Снова взял вересаевский сборник «Пушкин в жизни», предъюбилейное издание 1936 года, дивный двухтомник в твёрдых обложках, синих, с барельефами поэта как бы слоновой кости на каждом. Оба тома распухли от моих многолетних закладок, где ни открой, — зачитаешься, видишь Пушкина в жизни…
В Михайловском, где я бываю каждый год, от обид было не укрыться.
«Всемилостивейший государь! В 1824 году, имев несчастье заслужить гнев покойного императора легкомысленным суждением касательно афеизма, изложенным в одном письме, я был выключен из службы и сослан в деревню, где и нахожусь под надзором губернского начальства. …здоровье моё и аневризма давно уже требуют постоянного лечения… осмеливаюсь всеподданнейше просить позволения ехать для сего или в Москву, или в Петербург, или в чужие края…»
«Покойный император в 1824 году сослал меня в деревню за две строчки нерелигиозные, — других художеств за собой не знаю…» Это — Плетнёву…

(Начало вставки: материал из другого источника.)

PR #1104, opened 2024-02-19
Add model for pdf logic

pezholio:
This attempts to start tidying up some of the logic around PDF handling and have it in one model class. There's still some tidying up to do around the presentation layer, which will come later.

### DIFF
--- a/judgments/admin.py
+++ b/judgments/admin.py
@@ -1,6 +1,6 @@
 from django.contrib import admin
 
-from judgments.models import CourtDates
+from judgments.models.court_dates import CourtDates
 
 
 @admin.register(CourtDates)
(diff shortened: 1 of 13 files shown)


judgments/models.py
```diff
@@ -1,8 +1,54 @@
...
 
+import environ
+import requests
 from django.db import models
 from django.db.models import Max, Min
 
+from judgments.utils import formatted_document_uri
+
+
+class DocumentPdf:
```
dragon-dxw, line 13: How much overlap is there with models/utilities/aws.py ? Feels like the internals might more properly belong there, or those functions here.

I think I want this to be a separate file. Happy if we import DocumentPDF here just to provide models.DocumentPDF instead of models.document_pdf.DocumentPDF

dragon-dxw (approved):

judgments/models.py
pezholio: Cool, I've separated out the models into their own files now

PR #1106, opened 2024-02-20
SPIKE of transactional license form...

timcowlishaw:
## Changes in this PR:

...using django formtools wizards and gov.uk notify for email sending

### After


adam-murray:
Closing as it looks like this was a SPIKE for code that is already on main - feel free to correct me @timcowlishaw

PR #1107, opened 2024-02-20
Attempt to fix broken PDF fetching

dragon-dxw:
### After


pezholio (approved):
LGTM - sorry I caused so much chaos on my way out the door! 😊

PR #1108, opened 2024-02-21
Revert "(Chore) Add presentation logic to a Presenter class"

dragon-dxw:
I was having problems with this locally so want to just get back to a sensible state first.

Reverts nationalarchives/ds-caselaw-public-ui#1105


pezholio (approved):
Reluctantly approving this 😢

dragon-dxw:
We'll get it back in soon enough I hope! :)

PR #1109, opened 2024-02-21
Reinstate (Chore) Add presentation logic to a Presenter class"

dragon-dxw:
Reverts nationalarchives/ds-caselaw-public-ui#1108
Reinstates Reverts nationalarchives/ds-caselaw-public-ui#1105


dragon-dxw:
There's nothing like `linked_doc_url` on the Document class, but there is a function in judgments/utils.py.

The Judgment / PressSummary classes should have access to that function.

And it needs tests.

«Гонимый шесть лет сряду, замаранный по службе выключкою, сосланный в глухую деревню за две строчки перехваченного письма, я, конечно, не мог доброжелательствовать покойному царю… Но никогда я не проповедовал ни возмущений, ни революций, — напротив». Это — Дельвигу.
Обида не испарилась. «Я теперь во Пскове, и молодой доктор спьяна сказал мне, что без операции я не дотяну до 30 лет. Не забавно умереть в Опоческом уезде…Что мне в России делать?» Плетнёву.
Унизили… Унизили и продолжают держать в унижении… Больно.
А.Н. Вульф пишет в дневнике, что Пушкин обещал непременно написать «историю Петра I, а александрову — пером Курбского!..»
Да, всё давно известно, но представьте себе заново, господа читатели, почувствуйте!.. Ставлю спектакль по мотивам пушкинской «Истории Петра»…
Не перенёсший обид и страстей, — я таких не встречал, — не может вообразить, как неотступно витает крылатая смерть над освещённой коробкой сцены, каким зорким оком высматривает она очередного подранка. Обида — вот смертельная наша болезнь, её растущая опухоль сажает актёрские голоса, затмевает взоры, пожирает ткани и кости...
— Завтра, нет, 8-го ложусь, — сказал Заблудовский 6 ноября 2010 года.
— Что тебе сказали, это — консервативное лечение?
— Не знаю.
— Но оперировать не будут?
— Может быть.
— Эту шишечку?
— Наверное.
— Взял с собой что читать?
— Нет, не хочу. Лежу — хорошо, сижу — нормально, встать трудно…
— Маленький телевизор?
— Нет.
— Тогда — школьную тетрадку, записывать мысли, случаи… Тебе принести?..
— Ладно, Воля, не трепись…
— Я вышел — ты ложишься, ты выйдешь — мне идти. Будь оптимистом.
— Конечно, Воля.
— С Богом, Изилёк…
Я был у него в Институте гематологии, 2-я Советская, 26, хирургическое отделение, палата восемь. 7 декабря он играл в театре, а 15-го был назначен наш спектакль «Роза и крест» в Малом драматическом.
— Играю до последнего, — сказал он.
— Слушай, — сказал я. — Давай я отменю 15-е, перенесём, разберёмся.
— Нет, Воля, нет, ни в коем случае!.. Не так много у меня спектаклей, чтобы ещё отменять!.. Спектакли меня держат…
Пятнадцатого все участники «Розы и креста» не отходили от закулисных телевизоров. Перед началом, увидев его, я сказал:
— Изилёк, давай я выйду перед занавесом, скажу слова и отменю, перенесу…
— Воля, не делай этого, я хочу играть.
И он играл. Чуть потише, чем обычно, но внятно и правдиво. Ребята, уходя и не уходя со сцены, собирались в кулисах. Они помнят до сих пор, что, когда Гаэтан Заблудовского сказал своё «Но трижды прекрасна жизнь», глаза у них были на мокром месте.
Подошли к «майским календам» и песне Гаэтана. Его пошатывало, и, обнимая за плечи, я осторожно вывел его вперёд. Песню Странника он читал тихо и бескрасочно, словно находясь на границе миров. «Мчится мгновенный век, / Снится блаженный брег!» Это был его последний выход в спектакле и в жизни.
«Мира восторг беспредельный / Сердцу певучему дан. / В путь роковой и бесцельный / Шумный зовёт океан…»
Я отвозил его до дому, и всю дорогу к себе слышал его голос: «Всюду беда и утраты… / Что тебя ждёт впереди?.. / Ставь же свой парус косматый, / Меть свои крепкие латы / Знаком креста на груди!..»
На следующий день в тот же институт его должен был отвезти театральный водитель, но Заблудовский поехал сам на городском транспорте.